• ACTION ITEM:
Within the records below, how many lines contain "commit"? The answer is that number alone.
#### DATA RECORDS ####
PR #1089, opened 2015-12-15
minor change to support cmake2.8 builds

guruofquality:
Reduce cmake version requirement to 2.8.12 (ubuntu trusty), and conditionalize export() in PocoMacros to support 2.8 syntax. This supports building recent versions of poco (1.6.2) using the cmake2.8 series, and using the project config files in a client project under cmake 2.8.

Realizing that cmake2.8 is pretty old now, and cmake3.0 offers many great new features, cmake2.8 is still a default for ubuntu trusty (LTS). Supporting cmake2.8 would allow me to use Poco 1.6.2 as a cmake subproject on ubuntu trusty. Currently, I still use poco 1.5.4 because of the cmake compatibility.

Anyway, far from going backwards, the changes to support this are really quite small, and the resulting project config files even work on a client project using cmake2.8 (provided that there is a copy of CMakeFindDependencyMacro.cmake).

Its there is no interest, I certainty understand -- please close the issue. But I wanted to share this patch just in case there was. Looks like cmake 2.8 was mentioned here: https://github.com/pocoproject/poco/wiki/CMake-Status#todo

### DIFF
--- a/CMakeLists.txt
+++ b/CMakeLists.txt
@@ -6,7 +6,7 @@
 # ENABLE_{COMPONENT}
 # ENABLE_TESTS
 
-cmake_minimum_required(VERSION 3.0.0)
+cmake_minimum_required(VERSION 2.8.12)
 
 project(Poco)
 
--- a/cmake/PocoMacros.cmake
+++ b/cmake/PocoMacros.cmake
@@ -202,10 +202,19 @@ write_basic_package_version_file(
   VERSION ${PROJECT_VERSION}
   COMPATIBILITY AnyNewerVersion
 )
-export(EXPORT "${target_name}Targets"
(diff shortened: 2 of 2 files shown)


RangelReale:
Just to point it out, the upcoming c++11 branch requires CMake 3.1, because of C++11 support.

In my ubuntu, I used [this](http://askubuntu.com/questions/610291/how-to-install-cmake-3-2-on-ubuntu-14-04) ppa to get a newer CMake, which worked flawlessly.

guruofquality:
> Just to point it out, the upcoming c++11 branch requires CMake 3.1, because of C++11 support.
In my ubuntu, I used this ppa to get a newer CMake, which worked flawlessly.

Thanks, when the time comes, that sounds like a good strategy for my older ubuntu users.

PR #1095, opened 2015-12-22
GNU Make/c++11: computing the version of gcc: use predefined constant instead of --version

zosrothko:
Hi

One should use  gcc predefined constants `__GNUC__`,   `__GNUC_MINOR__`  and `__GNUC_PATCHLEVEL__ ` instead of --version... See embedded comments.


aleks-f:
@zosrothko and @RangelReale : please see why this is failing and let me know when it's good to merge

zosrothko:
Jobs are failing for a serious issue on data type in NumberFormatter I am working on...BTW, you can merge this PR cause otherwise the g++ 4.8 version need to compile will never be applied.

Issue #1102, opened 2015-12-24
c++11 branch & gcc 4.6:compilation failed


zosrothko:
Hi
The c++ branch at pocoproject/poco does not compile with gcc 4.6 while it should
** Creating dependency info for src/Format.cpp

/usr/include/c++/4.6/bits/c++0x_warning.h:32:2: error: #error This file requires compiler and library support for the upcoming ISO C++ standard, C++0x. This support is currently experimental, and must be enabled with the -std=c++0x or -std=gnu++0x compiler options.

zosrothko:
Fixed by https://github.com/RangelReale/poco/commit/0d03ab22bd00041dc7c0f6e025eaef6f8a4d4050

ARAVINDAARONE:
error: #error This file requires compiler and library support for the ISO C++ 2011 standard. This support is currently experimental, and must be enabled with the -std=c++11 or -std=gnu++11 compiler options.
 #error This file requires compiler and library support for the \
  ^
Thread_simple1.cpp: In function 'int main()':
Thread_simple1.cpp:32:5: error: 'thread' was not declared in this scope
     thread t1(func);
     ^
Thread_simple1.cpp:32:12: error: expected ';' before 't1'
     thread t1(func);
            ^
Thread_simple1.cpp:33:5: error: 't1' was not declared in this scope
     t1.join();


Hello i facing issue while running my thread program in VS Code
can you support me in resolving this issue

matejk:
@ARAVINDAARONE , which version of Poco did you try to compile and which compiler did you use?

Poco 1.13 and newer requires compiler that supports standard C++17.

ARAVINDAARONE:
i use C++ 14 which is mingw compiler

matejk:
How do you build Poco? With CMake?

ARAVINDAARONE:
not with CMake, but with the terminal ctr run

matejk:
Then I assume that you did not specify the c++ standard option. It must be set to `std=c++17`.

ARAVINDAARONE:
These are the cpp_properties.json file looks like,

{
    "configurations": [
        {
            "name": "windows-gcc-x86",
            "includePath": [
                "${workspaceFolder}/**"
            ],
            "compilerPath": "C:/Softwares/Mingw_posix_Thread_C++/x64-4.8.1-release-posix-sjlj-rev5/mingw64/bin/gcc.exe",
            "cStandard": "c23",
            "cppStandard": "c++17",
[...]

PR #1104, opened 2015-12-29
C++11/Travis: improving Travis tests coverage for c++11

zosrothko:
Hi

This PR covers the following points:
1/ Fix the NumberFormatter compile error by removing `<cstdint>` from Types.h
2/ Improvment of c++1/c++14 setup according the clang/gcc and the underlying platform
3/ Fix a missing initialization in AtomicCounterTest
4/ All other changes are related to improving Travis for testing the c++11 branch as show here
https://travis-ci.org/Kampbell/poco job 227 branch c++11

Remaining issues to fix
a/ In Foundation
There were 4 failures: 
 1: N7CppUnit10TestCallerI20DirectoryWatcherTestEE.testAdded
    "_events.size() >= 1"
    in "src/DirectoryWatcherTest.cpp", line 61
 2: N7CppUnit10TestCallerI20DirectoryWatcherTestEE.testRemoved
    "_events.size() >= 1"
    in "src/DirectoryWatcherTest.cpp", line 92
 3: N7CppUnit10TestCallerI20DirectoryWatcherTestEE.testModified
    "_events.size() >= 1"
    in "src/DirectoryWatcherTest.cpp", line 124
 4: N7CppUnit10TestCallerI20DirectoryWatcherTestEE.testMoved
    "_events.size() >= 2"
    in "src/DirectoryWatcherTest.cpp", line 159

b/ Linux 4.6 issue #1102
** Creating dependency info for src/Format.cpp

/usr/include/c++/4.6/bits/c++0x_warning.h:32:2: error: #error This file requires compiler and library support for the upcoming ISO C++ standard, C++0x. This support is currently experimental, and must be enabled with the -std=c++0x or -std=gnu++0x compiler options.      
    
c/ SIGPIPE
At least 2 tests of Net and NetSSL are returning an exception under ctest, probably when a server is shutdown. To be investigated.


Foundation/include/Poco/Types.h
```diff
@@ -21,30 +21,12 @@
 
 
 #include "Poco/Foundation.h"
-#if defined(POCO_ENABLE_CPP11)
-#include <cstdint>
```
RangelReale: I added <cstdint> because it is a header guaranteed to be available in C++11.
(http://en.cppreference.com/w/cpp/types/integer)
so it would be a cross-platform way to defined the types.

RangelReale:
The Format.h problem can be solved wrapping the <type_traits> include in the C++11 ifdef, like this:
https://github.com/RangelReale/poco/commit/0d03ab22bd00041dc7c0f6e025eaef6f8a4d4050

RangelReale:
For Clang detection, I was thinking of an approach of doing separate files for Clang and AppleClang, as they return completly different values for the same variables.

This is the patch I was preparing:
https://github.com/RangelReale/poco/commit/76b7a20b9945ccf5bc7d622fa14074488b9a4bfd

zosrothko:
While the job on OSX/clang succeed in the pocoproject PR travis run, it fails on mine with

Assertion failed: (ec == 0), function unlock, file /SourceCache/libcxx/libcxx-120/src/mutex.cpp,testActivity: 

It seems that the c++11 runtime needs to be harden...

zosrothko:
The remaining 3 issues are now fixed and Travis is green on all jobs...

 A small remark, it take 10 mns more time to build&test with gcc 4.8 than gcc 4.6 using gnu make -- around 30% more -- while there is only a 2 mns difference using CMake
####
• WRITTEN RESPONSE:
3